** About this exercise **
Give back the full set of entries that follows, exactly as written.
─── Data records ───
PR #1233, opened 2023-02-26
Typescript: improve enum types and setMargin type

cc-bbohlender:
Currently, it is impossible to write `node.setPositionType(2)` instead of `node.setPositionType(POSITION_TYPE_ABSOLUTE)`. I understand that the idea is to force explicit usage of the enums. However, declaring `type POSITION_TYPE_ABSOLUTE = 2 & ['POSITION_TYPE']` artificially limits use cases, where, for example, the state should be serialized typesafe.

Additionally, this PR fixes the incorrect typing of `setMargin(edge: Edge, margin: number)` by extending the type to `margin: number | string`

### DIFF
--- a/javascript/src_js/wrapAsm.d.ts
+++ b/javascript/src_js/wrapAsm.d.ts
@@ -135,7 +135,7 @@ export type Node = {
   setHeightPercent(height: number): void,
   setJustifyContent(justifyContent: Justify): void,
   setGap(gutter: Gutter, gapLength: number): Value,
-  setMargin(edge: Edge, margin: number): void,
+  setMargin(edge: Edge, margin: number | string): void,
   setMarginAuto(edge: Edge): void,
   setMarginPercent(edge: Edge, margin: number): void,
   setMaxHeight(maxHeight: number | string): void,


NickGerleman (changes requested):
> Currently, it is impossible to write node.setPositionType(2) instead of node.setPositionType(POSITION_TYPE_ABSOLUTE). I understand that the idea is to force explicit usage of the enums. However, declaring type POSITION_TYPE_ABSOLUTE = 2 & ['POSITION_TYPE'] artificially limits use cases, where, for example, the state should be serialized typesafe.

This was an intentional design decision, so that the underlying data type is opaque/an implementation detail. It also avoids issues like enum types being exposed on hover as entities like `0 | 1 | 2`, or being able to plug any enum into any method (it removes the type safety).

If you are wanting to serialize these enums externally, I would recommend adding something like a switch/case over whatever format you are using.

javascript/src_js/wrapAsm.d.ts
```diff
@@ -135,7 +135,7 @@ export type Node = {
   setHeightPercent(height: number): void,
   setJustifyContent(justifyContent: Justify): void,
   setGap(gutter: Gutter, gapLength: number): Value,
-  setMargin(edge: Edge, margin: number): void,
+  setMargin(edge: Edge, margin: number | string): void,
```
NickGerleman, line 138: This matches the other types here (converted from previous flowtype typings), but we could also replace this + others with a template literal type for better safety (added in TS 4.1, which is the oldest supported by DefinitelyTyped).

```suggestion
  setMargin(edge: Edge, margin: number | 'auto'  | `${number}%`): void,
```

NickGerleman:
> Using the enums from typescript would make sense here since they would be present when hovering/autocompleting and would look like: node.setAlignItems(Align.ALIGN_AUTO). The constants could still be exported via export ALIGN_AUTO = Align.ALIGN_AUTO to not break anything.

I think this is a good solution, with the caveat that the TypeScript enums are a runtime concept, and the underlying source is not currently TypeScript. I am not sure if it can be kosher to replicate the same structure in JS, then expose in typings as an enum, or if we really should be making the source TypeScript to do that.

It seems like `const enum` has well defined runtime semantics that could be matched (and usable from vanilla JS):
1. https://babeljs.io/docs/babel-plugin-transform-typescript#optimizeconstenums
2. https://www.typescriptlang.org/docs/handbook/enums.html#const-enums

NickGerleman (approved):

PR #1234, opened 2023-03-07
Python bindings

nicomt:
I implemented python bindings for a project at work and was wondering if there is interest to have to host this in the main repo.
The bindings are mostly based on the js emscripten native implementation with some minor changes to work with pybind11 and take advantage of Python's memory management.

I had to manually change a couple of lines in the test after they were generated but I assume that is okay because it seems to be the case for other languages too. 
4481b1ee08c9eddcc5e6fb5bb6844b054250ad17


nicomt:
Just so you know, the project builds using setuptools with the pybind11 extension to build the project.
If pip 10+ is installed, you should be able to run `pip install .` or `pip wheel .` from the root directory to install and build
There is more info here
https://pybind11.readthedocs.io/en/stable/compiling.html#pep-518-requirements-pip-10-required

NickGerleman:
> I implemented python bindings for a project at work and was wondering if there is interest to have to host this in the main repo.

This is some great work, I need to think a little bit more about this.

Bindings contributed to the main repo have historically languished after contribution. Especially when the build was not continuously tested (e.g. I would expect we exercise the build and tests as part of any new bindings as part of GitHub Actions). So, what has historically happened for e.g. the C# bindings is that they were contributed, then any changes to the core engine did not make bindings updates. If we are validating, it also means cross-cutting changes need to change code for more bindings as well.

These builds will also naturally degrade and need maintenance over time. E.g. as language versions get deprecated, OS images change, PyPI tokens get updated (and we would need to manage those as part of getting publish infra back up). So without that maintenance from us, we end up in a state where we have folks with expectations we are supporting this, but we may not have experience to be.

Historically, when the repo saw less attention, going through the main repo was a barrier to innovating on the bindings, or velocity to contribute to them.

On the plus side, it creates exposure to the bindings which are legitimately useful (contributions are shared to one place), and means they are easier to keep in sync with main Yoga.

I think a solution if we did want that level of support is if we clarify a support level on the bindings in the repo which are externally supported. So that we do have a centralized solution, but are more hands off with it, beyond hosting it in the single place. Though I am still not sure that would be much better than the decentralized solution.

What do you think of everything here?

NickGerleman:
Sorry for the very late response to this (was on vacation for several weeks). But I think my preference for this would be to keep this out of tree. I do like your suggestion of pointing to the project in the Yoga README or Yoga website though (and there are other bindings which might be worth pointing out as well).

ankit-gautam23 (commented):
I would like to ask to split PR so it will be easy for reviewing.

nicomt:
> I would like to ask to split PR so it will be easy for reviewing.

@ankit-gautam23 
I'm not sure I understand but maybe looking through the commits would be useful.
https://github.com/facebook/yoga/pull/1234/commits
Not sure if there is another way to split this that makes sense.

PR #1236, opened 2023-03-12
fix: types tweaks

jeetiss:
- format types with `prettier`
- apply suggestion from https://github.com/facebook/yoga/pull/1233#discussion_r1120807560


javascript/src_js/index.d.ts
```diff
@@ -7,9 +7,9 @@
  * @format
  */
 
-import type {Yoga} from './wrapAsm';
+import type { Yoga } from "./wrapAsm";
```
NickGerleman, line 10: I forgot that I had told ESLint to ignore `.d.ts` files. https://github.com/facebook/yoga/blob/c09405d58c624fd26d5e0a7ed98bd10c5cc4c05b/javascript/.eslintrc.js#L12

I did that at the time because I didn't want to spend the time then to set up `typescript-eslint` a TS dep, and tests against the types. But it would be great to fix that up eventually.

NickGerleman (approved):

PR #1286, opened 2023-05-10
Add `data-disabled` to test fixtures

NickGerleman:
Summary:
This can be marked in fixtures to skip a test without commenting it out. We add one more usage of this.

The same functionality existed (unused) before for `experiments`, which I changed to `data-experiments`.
───
** Exercise response **
PR #1233, opened 2023-02-26
Typescript: improve enum types and setMargin type

cc-bbohlender:
Currently, it is impossible to write `node.setPositionType(2)` instead of `node.setPositionType(POSITION_TYPE_ABSOLUTE)`. I understand that the idea is to force explicit usage of the enums. However, declaring `type POSITION_TYPE_ABSOLUTE = 2 & ['POSITION_TYPE']` artificially limits use cases, where, for example, the state should be serialized typesafe.

Additionally, this PR fixes the incorrect typing of `setMargin(edge: Edge, margin: number)` by extending the type to `margin: number | string`

### DIFF
--- a/javascript/src_js/wrapAsm.d.ts
+++ b/javascript/src_js/wrapAsm.d.ts
@@ -135,7 +135,7 @@ export type Node = {
   setHeightPercent(height: number): void,
   setJustifyContent(justifyContent: Justify): void,
   setGap(gutter: Gutter, gapLength: number): Value,
-  setMargin(edge: Edge, margin: number): void,
+  setMargin(edge: Edge, margin: number | string): void,
   setMarginAuto(edge: Edge): void,
   setMarginPercent(edge: Edge, margin: number): void,
   setMaxHeight(maxHeight: number | string): void,


NickGerleman (changes requested):
> Currently, it is impossible to write node.setPositionType(2) instead of node.setPositionType(POSITION_TYPE_ABSOLUTE). I understand that the idea is to force explicit usage of the enums. However, declaring type POSITION_TYPE_ABSOLUTE = 2 & ['POSITION_TYPE'] artificially limits use cases, where, for example, the state should be serialized typesafe.

This was an intentional design decision, so that the underlying data type is opaque/an implementation detail. It also avoids issues like enum types being exposed on hover as entities like `0 | 1 | 2`, or being able to plug any enum into any method (it removes the type safety).

If you are wanting to serialize these enums externally, I would recommend adding something like a switch/case over whatever format you are using.

javascript/src_js/wrapAsm.d.ts
```diff
@@ -135,7 +135,7 @@ export type Node = {
   setHeightPercent(height: number): void,
   setJustifyContent(justifyContent: Justify): void,
   setGap(gutter: Gutter, gapLength: number): Value,
-  setMargin(edge: Edge, margin: number): void,
+  setMargin(edge: Edge, margin: number | string): void,
```
NickGerleman, line 138: This matches the other types here (converted from previous flowtype typings), but we could also replace this + others with a template literal type for better safety (added in TS 4.1, which is the oldest supported by DefinitelyTyped).

```suggestion
  setMargin(edge: Edge, margin: number | 'auto'  | `${number}%`): void,
```

NickGerleman:
> Using the enums from typescript would make sense here since they would be present when hovering/autocompleting and would look like: node.setAlignItems(Align.ALIGN_AUTO). The constants could still be exported via export ALIGN_AUTO = Align.ALIGN_AUTO to not break anything.

I think this is a good solution, with the caveat that the TypeScript enums are a runtime concept, and the underlying source is not currently TypeScript. I am not sure if it can be kosher to replicate the same structure in JS, then expose in typings as an enum, or if we really should be making the source TypeScript to do that.

It seems like `const enum` has well defined runtime semantics that could be matched (and usable from vanilla JS):
1. https://babeljs.io/docs/babel-plugin-transform-typescript#optimizeconstenums
2. https://www.typescriptlang.org/docs/handbook/enums.html#const-enums

NickGerleman (approved):

PR #1234, opened 2023-03-07
Python bindings

nicomt:
I implemented python bindings for a project at work and was wondering if there is interest to have to host this in the main repo.
The bindings are mostly based on the js emscripten native implementation with some minor changes to work with pybind11 and take advantage of Python's memory management.

I had to manually change a couple of lines in the test after they were generated but I assume that is okay because it seems to be the case for other languages too. 
4481b1ee08c9eddcc5e6fb5bb6844b054250ad17


nicomt:
Just so you know, the project builds using setuptools with the pybind11 extension to build the project.
If pip 10+ is installed, you should be able to run `pip install .` or `pip wheel .` from the root directory to install and build
There is more info here
https://pybind11.readthedocs.io/en/stable/compiling.html#pep-518-requirements-pip-10-required

NickGerleman:
> I implemented python bindings for a project at work and was wondering if there is interest to have to host this in the main repo.

This is some great work, I need to think a little bit more about this.

Bindings contributed to the main repo have historically languished after contribution. Especially when the build was not continuously tested (e.g. I would expect we exercise the build and tests as part of any new bindings as part of GitHub Actions). So, what has historically happened for e.g. the C# bindings is that they were contributed, then any changes to the core engine did not make bindings updates. If we are validating, it also means cross-cutting changes need to change code for more bindings as well.

These builds will also naturally degrade and need maintenance over time. E.g. as language versions get deprecated, OS images change, PyPI tokens get updated (and we would need to manage those as part of getting publish infra back up). So without that maintenance from us, we end up in a state where we have folks with expectations we are supporting this, but we may not have experience to be.

Historically, when the repo saw less attention, going through the main repo was a barrier to innovating on the bindings, or velocity to contribute to them.

On the plus side, it creates exposure to the bindings which are legitimately useful (contributions are shared to one place), and means they are easier to keep in sync with main Yoga.

I think a solution if we did want that level of support is if we clarify a support level on the bindings in the repo which are externally supported. So that we do have a centralized solution, but are more hands off with it, beyond hosting it in the single place. Though I am still not sure that would be much better than the decentralized solution.

What do you think of everything here?

NickGerleman:
Sorry for the very late response to this (was on vacation for several weeks). But I think my preference for this would be to keep this out of tree. I do like your suggestion of pointing to the project in the Yoga README or Yoga website though (and there are other bindings which might be worth pointing out as well).

ankit-gautam23 (commented):
I would like to ask to split PR so it will be easy for reviewing.

nicomt:
> I would like to ask to split PR so it will be easy for reviewing.

@ankit-gautam23 
I'm not sure I understand but maybe looking through the commits would be useful.
https://github.com/facebook/yoga/pull/1234/commits
Not sure if there is another way to split this that makes sense.

PR #1236, opened 2023-03-12
fix: types tweaks

jeetiss:
- format types with `prettier`
- apply suggestion from https://github.com/facebook/yoga/pull/1233#discussion_r1120807560


javascript/src_js/index.d.ts
```diff
@@ -7,9 +7,9 @@
  * @format
  */
 
-import type {Yoga} from './wrapAsm';
+import type { Yoga } from "./wrapAsm";
```
NickGerleman, line 10: I forgot that I had told ESLint to ignore `.d.ts` files. https://github.com/facebook/yoga/blob/c09405d58c624fd26d5e0a7ed98bd10c5cc4c05b/javascript/.eslintrc.js#L12

I did that at the time because I didn't want to spend the time then to set up `typescript-eslint` a TS dep, and tests against the types. But it would be great to fix that up eventually.

NickGerleman (approved):

PR #1286, opened 2023-05-10
Add `data-disabled` to test fixtures

NickGerleman:
Summary:
This can be marked in fixtures to skip a test without commenting it out. We add one more usage of this.

The same functionality existed (unused) before for `experiments`, which I changed to `data-experiments`.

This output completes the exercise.